Would you write out, word for word, each line of the records below from the top through the one holding "the idea was that"?

--- START ---

PR #557, opened 2020-02-01
examples: update to `std::future::Future`; remove nightly-examples

davidbarsky:
This isn't ready yet, but I figured I should publish this work.


examples/examples/tower-load.rs
```diff
@@ -1,410 +1,379 @@
...
+        .buffer(5)
+        .layer(request_span::layer(req_span))
+        .timeout(Duration::from_millis(200))
+        .service(Client::new());
+
+    while let Some(_) = time::interval(Duration::from_millis(50)).next().await {
+        let authority = format!("{}", addr);
+        let mut svc = svc.clone();
+        svc.ready().await?;
+        let f = async move {
```
hawkw: the original version of the example had a span for each _request_ with the request's message and path:
https://github.com/tokio-rs/tracing/blob/65547d8809fcc726b8187db85b23c42e32ef5dce/examples/examples/tower-load.rs#L372-L377

the idea was that you would use this span to figure out which paths were receiving which error codes. now, you can't really do that anymore. can we bring this back?

hawkw: also, we used to have a "sending request" event here. the idea was this would show how stuff might occur in between when you logged a message that you were sending a request and when you got back the response, and there might be interleaved messages, but that spans could be used to associate the requests and responses. now we can't really demo this any longer, because we only see the "response complete" events in the load generator...

examples/examples/tower-load.rs
```diff
@@ -1,410 +1,379 @@
...
+    let svc = Server::bind(&addr).serve(svc);
+    let admin = Server::bind(&admin_addr).serve(admin);
+
+    let _ = join!(
+        load_gen(&addr),
+        load_gen(&addr),
+        load_gen(&addr),
+        svc,
+        admin
+    );
```
hawkw: this will await all these tasks [_concurrently_ but not in _parallel_](https://docs.rs/tokio/0.2.11/tokio/macro.join.html#runtime-characteristics). in order to get _really_ messy log output, i think it would be nice to spawn them all separately and await their `JoinHandle`s, like 
```rust
   let _ = join!(
        tokio::spawn(load_gen(&addr)),
        tokio::spawn(load_gen(&addr)),
        tokio::spawn(load_gen(&addr)),
        tokio::spawn(svc),
        tokio::spawn(admin)
    );
```
(and make sure we're using the threadpool runtime)

hawkw: also, nit: i think we should probably use `try_join!` here, and bail if it errors, instead of just throwing out the result?

examples/examples/tower-load.rs
```diff
@@ -1,410 +1,379 @@
...
+}
+
+fn req_span<A>(req: &Request<A>) -> Span {
+    let span = tracing::span!(
+        target: "gen",
+        Level::INFO,
+        "request",
+        req.method = ?req.method(),
+        req.path = ?req.uri().path(),
+        headers = ?req.headers()
```
hawkw: it looks like you added the headers here? the old example didn't put them on the span for brevity reasons, and just recorded them in the first event when receiving a request...since that wasn't removed, we now get logs like this:
```
Feb 10 14:43:47.463 DEBUG request{req.method=GET req.path="/b" headers={"content-length": "12", "host": "[::1]:3000"}}: tower_load: received request. req.headers={"content-length": "12", "host": "[::1]:3000"} req.version=HTTP/1.1
Feb 10 14:43:47.463 DEBUG request{req.method=GET req.path="/s" headers={"content-length": "2", "host": "[::1]:3000"}}: tower_load: received request. req.headers={"content-length": "2", "host": "[::1]:3000"} req.version=HTTP/1.1
Feb 10 14:43:47.464 DEBUG request{req.method=GET req.path="/s" headers={"content-length": "6", "host": "[::1]:3000"}}: tower_load: received request. req.headers={"content-length": "6", "host": "[::1]:3000"} req.version=HTTP/1.1
```
which includes the headers _twice_ and is kinda gross...

i have a slight preference for doing it the way the old implementation did it, but if you think it's important to record the headers on the span, we should probably remove them from the "received request" event. 

also, the other fields are namespaced in `req.$WHATEVER`, can we do that for the headers as well (or nix that convention, i don't care)?

examples/examples/tower-load.rs
```diff
@@ -1,410 +1,379 @@
...
+    );
+
+    {
+        // TODO: this is a workaround because tracing_subscriber::fmt::Layer
+        // doesn't honor overridden span parents.
+        let _enter = span.enter();
+        debug!(message = "received request.", req.headers = ?req.headers(), req.version = ?req.version());
```
hawkw: nit: this (and everything else in this file) uses the old-timey less idiomatic `message = "..."`, can we update these to use the more idiomatic style?

nightly-examples/README.md
```diff
@@ -1,13 +0,0 @@
-# nightly-only examples
```
hawkw: can we add any new examples moved from `nightly-examples` to the `examples` dir's README?

examples/examples/futures-proxy-server.rs
```diff
@@ -1,147 +1,162 @@
-/*
-This example has been taken and modified from here :
-https://raw.githubusercontent.com/tokio-rs/tokio/master/tokio/examples/proxy.rs
-*/
```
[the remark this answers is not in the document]
davidbarsky: Re-added.

examples/examples/futures-proxy-server.rs
```diff
@@ -1,147 +1,162 @@
...
 #![deny(rust_2018_idioms)]
 
-use tracing::{debug, error, info, span, warn, Level};
+//! A proxy that forwards data to another server and forwards that server's
```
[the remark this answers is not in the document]
davidbarsky: Sure!

nightly-examples/README.md
davidbarsky: Sure, will move them over.

hawkw:
@davidbarsky what's the status of this?

davidbarsky:
@hawkw I've been behind on my tasks. Hopefully, I'll finish your remaining comments this week.

hawkw:
@davidbarsky that's fine, no rush :) I just wanted to make sure this wasn't blocked on me reviewing.

examples/examples/tower-load.rs
```diff
@@ -1,410 +1,379 @@
...
+        Level::INFO,
+        "request",
+        req.method = ?req.method(),
+        req.path = ?req.uri().path(),
+        headers = ?req.headers()
+    );
+
+    {
+        // TODO: this is a workaround because tracing_subscriber::fmt::Layer
+        // doesn't honor overridden span parents.
```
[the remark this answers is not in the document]
davidbarsky: removed.

examples/examples/tower-load.rs
davidbarsky: At least with the example on 352, the non old-timey variant fails to compile with:

```rust
error: local ambiguity: multiple parsing options: built-in NTs tt ('field') or 1 other option.
   --> examples/examples/tower-load.rs:352:37
    |
352 |             info!(target: "gen", rsp.body = ?body, "response complete.");
    |                                     ^

error: could not compile `examples`.

```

--- END ---

Exercise output.
PR #557, opened 2020-02-01
examples: update to `std::future::Future`; remove nightly-examples

davidbarsky:
This isn't ready yet, but I figured I should publish this work.


examples/examples/tower-load.rs
```diff
@@ -1,410 +1,379 @@
...
+        .buffer(5)
+        .layer(request_span::layer(req_span))
+        .timeout(Duration::from_millis(200))
+        .service(Client::new());
+
+    while let Some(_) = time::interval(Duration::from_millis(50)).next().await {
+        let authority = format!("{}", addr);
+        let mut svc = svc.clone();
+        svc.ready().await?;
+        let f = async move {
```
hawkw: the original version of the example had a span for each _request_ with the request's message and path:
https://github.com/tokio-rs/tracing/blob/65547d8809fcc726b8187db85b23c42e32ef5dce/examples/examples/tower-load.rs#L372-L377

the idea was that you would use this span to figure out which paths were receiving which error codes. now, you can't really do that anymore. can we bring this back?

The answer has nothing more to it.